UN DATO SCONFORTANTE
Ciò che dovrebbe più sconfortare è per Fastweb il basso livello di penetrazione di servizi con connettività a banda ultralarga, elemento strettamente collegato alla scarsa offerta di servizi televisivi online. “E’ evidente, quindi, come la velocità di realizzazione delle reti dipenda strettamente dal numero di clienti potenziali e che, se ci fosse una domanda più marcata di servizi ultraveloci da parte degli utenti finali, i business plan degli operatori nello sviluppo delle reti potrebbero essere drasticamente diversi”.
CARENZA DI CONTENUTI
“La vera barriera sono i contenuti”, ha rimarcato Fastweb nell’audizione. E sarebbero tante le ragioni: influirebbero alcune pratiche del mercato dei diritti televisivi che limitano la quantità di contenuti, come le cosiddette finestre di programmazione (“I diritti relativi a film o serie tv sono resi disponibili in periodi diversi per ogni piattaforma.
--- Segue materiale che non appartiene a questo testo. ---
PR #212, opened 2018-03-20
Decode custom name section

### LINKED ISSUE #202: wasm parser generates unique ids, wat parser does not
Based on my work in #201, I'm starting to look at the differences in AST generated by the wasm and wat parser / decoders. 

Taking the following file:

https://github.com/xtuc/webassemblyjs/blob/master/packages/webassemblyjs/test/fixtures/fabs/module.wast

Here is the diff between the AST generated by (1) wast-parser, (2) wat2wasm => wasm-parser:

```diff
 - Expected
+ Received

  {
    "type": "Program",
    "body": [
      {
        "type": "Module",
        "id": null,
        "fields": [
          {
            "type": "Func",
            "name": {
              "type": "Identifier",
-             "value": "abs"
+             "value": "func_1"
            },
            "params": [
              {
                "valtype": "f32"
              }
            ],
            "result": [
              "f32"
            ],
            "body": [
              {
                "type": "Instr",
                "id": "get_local",
                "args": [
                  {
                    "type": "NumberLiteral",
                    "value": 0
                  }
                ]
              },
              {
                "type": "Instr",
                "id": "abs",
                "object": "f32",
                "args": []
              }
            ]
          },
          {
            "type": "ModuleExport",
            "name": "abs",
            "descr": {
              "type": "Func",
              "id": {
                "type": "Identifier",
-               "value": "abs"
+               "value": "func_1"
              }
            }
          }
        ]
      }
    ]
 }
```

The difference is that the wasm decoder re-writes function identifiers with unique IDs:

https://github.com/xtuc/webassemblyjs/blob/master/packages/wasm-parser/src/decoder.js#L463

Why does the wasm parser have this logic, but not the wat parser? 

i.e. should I ignore this difference in the tests, or fix it!

ColinEberhardt:
This PR adds logic to the wasm-parser to decode custom name sections, fixes #202 

Changes in this PR:
 - wasm-parser tests no longer have binary wasm files as test cases, they instead use wat files which are transformed to wasm via `wat2wasm` (I'm not sure how we make this a proper dependency?)
 - wasm-parser parses the custom name section generated by `wat2wasm --debug-names`. Currently it only parses the function name sub-section. I'll look at adding local names next. Names are stored in the module-metadata (which I've restructured a bit to make it easier to walk).
 - wasm-parser walks the AST, after decoding, to apply names. I've added an option to disable this behaviour as desired, as there will be a performance impact.

TODO:
 - [x] work out how make `wat2wasm` available to travis
 - [x] fix flow errors!

### DIFF
--- a/packages/ast/src/index.js
+++ b/packages/ast/src/index.js
@@ -33,6 +33,32 @@ export function signature(object: string, name: string): SignatureMap {
   return sign[0];
 }
 
+export function functionNameMetadata(
+  value: string,
+  index: number
+): FunctionNameMetadata {
+  return {
+    type: "FunctionNameMetadata",
+    value,
+    index
+  };
+}
+
+export function moduleMetadata(
+  sections: Array<SectionMetadata>,
+  functionNames: Array<FunctionNameMetadata>
+): ModuleMetadata {
+  const n: ModuleMetadata = {
+    type: "ModuleMetadata",
+    sections
+  };
+
+  if (functionNames.length) {
+    n.functionNames = functionNames;
+  }
+  return n;
+}
+
 export function identifier(value: string): Identifier {
   return {
     type: "Identifier",
--- a/packages/wasm-parser/src/decoder.js
+++ b/packages/wasm-parser/src/decoder.js
@@ -62,12 +62,15 @@ function byteArrayEq(l: Array<Byte>, r: Array<Byte>): boolean {
 export function decode(ab: ArrayBuffer, opts: DecoderOpts): Program {
   const buf = new Uint8Array(ab);
 
-  let inc = 0;
+  const inc = {};
 
   function getUniqueName(prefix: string = "temp"): string {
-    inc++;
-
-    return prefix + "_" + inc;
+    if (!inc.hasOwnProperty(prefix)) {
+      inc[prefix] = 0;
+    } else {
+      inc[prefix] = inc[prefix] + 1;
+    }
+    return prefix + "_" + inc[prefix];
   }
 
   let offset = 0;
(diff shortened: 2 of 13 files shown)


packages/ast/src/index.js
```diff
@@ -33,6 +33,32 @@ export function signature(object: string, name: string): SignatureMap {
...
+  const n: ModuleMetadata = {
+    type: "ModuleMetadata",
+    sections
+  };
+
+  if (functionNames.length) {
+    n.functionNames = functionNames;
+  }
+  return n;
+}
```
xtuc: I'm not sure the metadata should be a node in our AST? I already model it here https://github.com/xtuc/webassemblyjs/blob/7b3e82af4bf89b49af46cac5d64e8659a06b8037/packages/ast/src/index.js#L93 as a property on the module, what do you think?

packages/wasm-parser/src/decoder.js
```diff
@@ -1388,17 +1447,23 @@ export function decode(ab: ArrayBuffer, opts: DecoderOpts): Program {
...
+        const sectionName = readUTF8String();
+        eatBytes(sectionName.nextIndex);
 
-        return { nodes, metadata };
+        const remainingBytes = sectionSizeInBytes - sectionName.nextIndex;
+
+        if (sectionName.value === "name") {
+          metadata.push(...parseNameSection(remainingBytes));
+        } else {
+          // We don't parse otehr custom section
```
xtuc: nit: typo `otehr` -> `other`

packages/wasm-parser/src/decoder.js
```diff
@@ -959,6 +962,59 @@ export function decode(ab: ArrayBuffer, opts: DecoderOpts): Program {
...
+    const subSectionSizeInBytes = subSectionSizeInBytesu32.value;
+    eatBytes(subSectionSizeInBytesu32.nextIndex);
+
+    // TODO: add support for naming locals - for now we just eat this section
+    eatBytes(subSectionSizeInBytes);
+  }
+
+  // this is a custom suction that wat2wasm includes if invoked
+  // using the --debug-names option
+  function parseNameSection(remainingBytes: number) {
```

Se non disponibile in modalità Vod, i clienti potenziali finiscono per rivolgersi al mercato illegale che evidentemente non è limitato dai suddetti vincoli”), oppure l’acquisizione di diritti esclusivi da parte di player che hanno “interesse a ridurre la disponibilità di questi contenuti per non subire concorrenza da altre piattaforme”.
PERCHE’ IN ITALIA NON DECOLLA
C’è un altro elemento che per Fastweb impedirebbe lo sviluppo delle piattaforme di video on demand: A differenza di quanto sperimentato in altri paesi, nei quali si riscontra la forte presenza di operatori Vod “puri”, (si pensi a Netflix), in Italia il panorama delle offerte di contenuti trasmesse su reti Internet appare dominato da operatori “tradizionali” – si pensi all’offerta di Mediaset “Infinity” o a “Sky on Demand””, le cui offerte “più che finalizzate a sviluppare un mercato Vod, hanno come obiettivo quello di evitare la cannibalizzazione delle proprie offerte principali e di tutelare la fonte principale di ricavo”.
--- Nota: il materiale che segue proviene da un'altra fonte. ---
Issue #156, opened 2018-02-20
Use testsuite repo instead of the entire spec


xtuc:
The spec tests are available here https://github.com/WebAssembly/testsuite, the repo is smaller.

PR #214, opened 2018-03-21
Number literals: Generate and pass tests

### LINKED ISSUE #213: Preserve '_' in number literals in rawValue of ast node
Currently the tokenizer deletes all numeric separators _ and they are therefore lost in the asts rawValue attribute. This can be fixed by moving the deletion from the tokenizer into the parser.

maurobringolf:
I extracted as many integers as I could from [int_literals.wast](https://raw.githubusercontent.com/WebAssembly/spec/master/test/core/int_literals.wast) and generated `actual.wast` and `expected.json` test files for the tokenizer from them. For clarity I also checked in the scripts that do that (`scripts/download-number-literals.sh` and `scripts/generate-tokenizer-tests.js`) so things can be reproduced or tweaked as needed.

This is only integer literals and the only observable change I had to make to pass them all is fixing the issue with numeric separators in the AST. So this fixes #213.


packages/wast-parser/src/tokenizer.js
```diff
@@ -126,26 +126,32 @@ function tokenize(input: string) {
...
    *
    * @param int length How many characters to query. Default = 1
    * @param int offset How many characters to skip forward from current one. Default = 1
    *
    */
   function lookahead(length = 1, offset = 1) {
-    return input.substring(current + offset, current + offset + length);
+    return input
+      .substring(current + offset, current + offset + length)
+      .toLowerCase();
```
xtuc: I'm wondering if this could slow down the lookup process?

packages/wast-parser/src/tokenizer.js
```diff
@@ -293,26 +300,23 @@ function tokenize(input: string) {
...
-      if (char === "0" && lookahead().toUpperCase() === "X") {
+      if (char === "0" && lookahead() === "x") {
         value += "0x";
         numberLiterals = HEX_NUMBERS;
         eatCharacter(2);
       }
 
       while (
-        numberLiterals.test(char) ||
+        (char !== undefined && numberLiterals.test(char)) ||
```
xtuc: I think this case only happens in the tests, like: `0x0`, but in real you wouldn't encounter that.

What do you think if we wrap your test into `()`?

packages/wast-parser/test/tokenizer/number-literals/+42/expected.json
```diff
@@ -0,0 +1 @@
+[{"type":"number","value":"+42","loc":{"start":{"line":1,"column":1}}}]
```
xtuc: To improve the readability, could we please use `JSON.stringify(x, null, 2)` here?

scripts/download-number-literals.sh
```diff
@@ -0,0 +1,11 @@
+#!/usr/bin/env bash
+
+# integer literals
+curl https://raw.githubusercontent.com/WebAssembly/spec/master/test/core/int_literals.wast \
+	| head -n70 \
+	| grep -oP "(i(32|64).const\K\s*((\d|-|x|_|\+)*))" \
+	> packages/wast-parser/test/tokenizer/raw/int_literals.txt
+
```
xtuc: We could fetch it from the submodules in this repo.

packages/wast-parser/test/tokenizer/number-literals/+42/expected.json
maurobringolf: Oh I didn't know that it supports formatting :sunglasses: Thanks!

scripts/download-number-literals.sh
maurobringolf: I'm not familiar with Git submodules, how would you do that?

packages/wast-parser/src/tokenizer.js
maurobringolf: I thought about that, but bad input can then result in an infinite loop which should be avoided imo

packages/wast-parser/src/tokenizer.js
maurobringolf: Probably. The reason I moved it here is because every comparison of a lookahead with a single character (`lookahead() === `X`) had to deal with it separately which is much more error prone (easy to forget).

xtuc: Ok, I get that. We can still change it later.

scripts/download-number-literals.sh
xtuc: We can leave as is for now, because there's #156 and it's better to have that decoupled.

packages/wast-parser/src/tokenizer.js
```diff
@@ -293,26 +300,37 @@ function tokenize(input: string) {
...
-        (lookbehind().toUpperCase() === "E" && char === "-") ||
-        (value.length > 0 && char.toUpperCase() === "E")
+        (lookbehind() === "p" && char === "-") ||
+        (lookbehind() === "e" && char === "+") ||
+        (lookbehind() === "e" && char === "-") ||
+        (value.length > 0 && (char === "e" || char === "E"))
       ) {
         if (char === "p" && value.includes("p")) {
-          throw new Error("Unexpected character `p`.");
+          throw new Error('Unexpected character "p"');
```
xtuc: We can maybe have a magic helper for this, like `throwUnexpectedChar` which would take the char with a closure.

COME LA METTIAMO CON NETFLIX?
Netflix però è alle porte, e gli operatori nostrani non potranno più sonnecchiare. Il colosso americano dello streaming on line on demand tra la fine del 2015 e l’inizio del 2016 si prepara infatti allo sbarco in Italia, attraverso Telecom.
Ad annunciarlo è stato Marco Patuano, l’ad della compagnia di telecomunicazioni che ha specificato che il progetto non metterà in discussione la partnership già definita da Telecom con Sky, che promette per aprile di sbarcare sul mercato con un servizio di streaming di grosse dimensioni.
La “televisione innovativa con il video on demand o catch-up tv (programmi tv su richiesta, ndr) sta crescendo pur restando al 10% del mercato televisivo”, si legge nel rapporto voluto dall’ex commissario per l’Agenda Digitale, Neelie Kroes e redatto dall’ex direttore generale dell’Organizzazione Mondiale del Commercio (WTO) e presidente della fondazione Notre Europe, Pascal Lamy.
LA PARTITA DELLE TORRI
In questo scenario il lancio dell’offerta pubblica di acquisto e scambio da parte di Ei Towers (controllata al 40% da Mediaset) su Rai Way, con lo scopo di creare un campione nazionale capace di accelerare sugli investimenti tecnologici, potrebbe forse permettere al nostro Paese di reggere all’urto dei colossi internazionali come Netflix.